Anti-bovine serum albumin antibody measurement in the mouse serum
Ninety-six-well plates (Maxisorp™; Nunc A/S, a brand of Thermo Fischer Scientific, Roskilde, Denmark) were coated overnight at 4°C with 1% BSA in PBS. Serially diluted mouse serum in 1% gelatin in PBS was added to each well and incubated for 2 hours at room temperature. Wells were washed four times with PBS added with 0.05% Tween 20 (PBST). Next, 100 μL of goat anti-mouse IgG-horseradish peroxidase (Santa Cruz Biotechnology, Inc., Santa Cruz, CA, USA) diluted 1:2,000 in PBST was added, and the plate was incubated for 1 hour at room temperature. The wells were washed with PBST and the colour was developed with 100 μL of 1:1 mixture of stabilised hydrogen peroxide and stabilised tetramethylbenzidine (substrate reagent pack; R&D Systems, Abingdon, UK). The reaction was stopped by adding 50 μL/well of 2N H2SO4. Plate reading was performed at 470 nm (Bio-Rad 550 Microplate Reader; Bio-Rad Laboratories, Inc., Hercules, CA, USA), and the results were expressed as the percentage of absorbance units of control mice.
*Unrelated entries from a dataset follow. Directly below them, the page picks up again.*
PR #383, opened 2025-10-02
MWPW-180989: add Odin author request counter

afmicka:
Resolves https://jira.corp.adobe.com/browse/MWPW-180989

Adds counter for ODIN PROD author requests for the Nala execution (with possibility to add more requests for tracking)

Screenshot 2025-10-02 at 22 30 50

Test URLs:

- After: https://mwpw-990002--mas--adobecom.aem.live/


afmicka:
> looks great to me!
> 
> 2 things:
> 
> * i think we could have a "masTest" object that is an extension of @playwright/test, and in which you could do all those "common" operations like counter init & dump,
> * i would have set aemRequestCounter with a list of urls. I know for now we just care about odin author, but this feature could be helpful for other stuff (typically e.g. wcs requests, or mas/io requests, ...)

@npeltier mas-test took a seriously wrong turn because of the hook handling (should have done it in the refactoring PR :) ) but this should do it now. We now also have possibility to list other request urls too. And the report lists the method's counters too for each service/url tracked
Screenshot 2025-10-02 at 16 40 48

PR #446, opened 2025-11-25
MWPW-172706 - create a CMR for each PR to the main branch

tusc-adbe:
~Do not merge.  Testing functionality.~
~**Before merging:**~
* ~Update `branches` to `main`~ - DONE

**Overview**
* This workflow will create CMRs for any changes to M@S Studio or M@S IO
* The workflow runs when a PR for the main branch is opened or closed, and contains changes under io/ or studio/
* On PR open
  * The workflow determines exactly what changed and create a CMR for M@S Studio, M@S IO, or both.
    * Transaction numbers for those CMRs are written to the PR comments.  The workflow will reference these transaction numbers when closing the CMRs.
  * A notification will be sent to the Slack #merch-at-scale channel
* On PR close
  * The workflow will check PR comments to determine whether any CMRs were opened, and will update and close them
    * If the PR was merged, the CMRs will be closed as Successful; if the PR was closed without merging the CMRs will be Cancelled.
  * A notification will be sent to the Slack #merch-at-scale channel (only if the PR was merged)
* Future enhancements
  * Expand this to include other paths (this may require creating and onboarding new services in the Service Registry
  * Refactor this workflow so all actions take place on PR close.  This will reduce CMR noise and reduce the time between opening a PR and closing it.
  * These will be done in separate JIRA tickets and PRs


.github/workflows/servicenow.yaml
```diff
@@ -0,0 +1,185 @@
...
+      - name: Detect changed paths and set SNOW Instance ID
+        id: set-instance-id
+        run: |
+          # Get the list of changed files in the PR
+          CHANGED_FILES=$(git diff --name-only ${{ github.event.pull_request.base.sha }} ${{ github.event.pull_request.head.sha }})
+          
+          echo "Changed files:"
+          echo "$CHANGED_FILES"
+          
+          # Check if any files match the io/** pattern
```
3ch023: can we add here /io OR /web-components?

.github/workflows/servicenow.yaml
```diff
@@ -0,0 +1,185 @@
+# This workflow will install Python dependencies, run CMR creation in ServiceNow
+# For more information see: https://docs.github.com/en/actions/automating-builds-and-tests/building-and-testing-python
+
+name: Create CMR in ServiceNow
+
+on:
+  pull_request:
+    types:
+      - opened
+      - closed
```
3ch023: shouldn't it trigger on merge?

.github/workflows/servicenow.yaml
```diff
@@ -0,0 +1,185 @@
...
+    branches:
+      - MWPW-172706
```
3ch023: i guess it will be updated later :)

3ch023 (commented):
Hi @tusc-adbe , I checked it a bit and left some minor comments.
could you cleanup PR and make it ready for merging? Nico can give it a look and we merge afterwards

.github/workflows/servicenow.yaml
tusc-adbe: No.  The CMR is opened when the PR is opened.  If we only update and close the CMR on `merge` then we miss the case where a PR is closed without merging, and we'll end up with a lot of orphaned CMRs.  There's logic later in the workflow to determine whether or not it was actually merged.

.github/workflows/servicenow.yaml
tusc-adbe: Right, updating this to `main` is the *absolute* last thing to update before merging this PR.

.github/workflows/servicenow.yaml
tusc-adbe: Yes and no.  :)  This workflow can be expanded to additional paths but unfortunately it's not as simple as dropping in a new path here.  There's more logic below that needs to be updated, and if the new path relates to a separate service in the Service Registry, then that service needs to be created and onboarded first.

.github/workflows/servicenow.yaml
tusc-adbe: No.  CMRs will be created when the PR is opened.  When a PR is closed, we need to close those CMRs.  If we use `merge` here, then we'll miss closing CMRs for PRs that are closed without merging, but `close` will catch both merged PRs and PRs that were closed without merging.  There's logic later in the workflow to determine whether the PR was merged: if it was merged then we close the CMR as successful, if it was closed without merging then we cancel the CMR.

tusc-adbe:
Thanks @3ch023 !

I replied to your questions, added an overview in both the PR and in the main yaml file, and cleaned up all the temp stuff so it's almost ready for a final merge.

The last thing to do before merging is to update `branches` to `main` in servicenow.yaml.

cc: @npeltier

.github/workflows/servicenow.yaml
npeltier: yes, i guess we will need new service registrations for web-component & probably ost too

.github/workflows/servicenow.py
```diff
@@ -0,0 +1,328 @@
...
+      output_file.write(f"change_id={cmr_id}\n")
+      output_file.close()
+
+    print("Setting Actual Maintenance Time Windows for CMR...")
+    actual_start_time = int((datetime.datetime.now() - datetime.timedelta(seconds = 10)).timestamp())
+    actual_end_time = int(datetime.datetime.now().timestamp())
+
+    print("Closing CMR in ServiceNow...")
+
+    pr_merged_str = os.environ.get('PR_MERGED', 'true')
```
npeltier, line 282: why is default value true?

npeltier (approved):
lgtm

.github/workflows/servicenow.py
tusc-adbe: Just to give it a default.  :) I suppose it could be removed if you're concerned about it, but per the code the variable will always be defined when the workflow executes.

npeltier: fine by me!

afmicka (approved):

Magnetic flux density calculation
The flux density present at different distances from the magnet was calculated by using the electromagnetic modelling software ViziMag (Webskel, Ayrshire, UK).
Statistical analysis
The Mann-Whitney test (Wilcoxon rank sum test) for unpaired variables was used to compare differences between groups with a non-Gaussian distribution. The Student t test was used to compare groups with a Gaussian distribution. A P value of less than 0.05 was considered significant. The data were expressed as the mean ± standard deviation.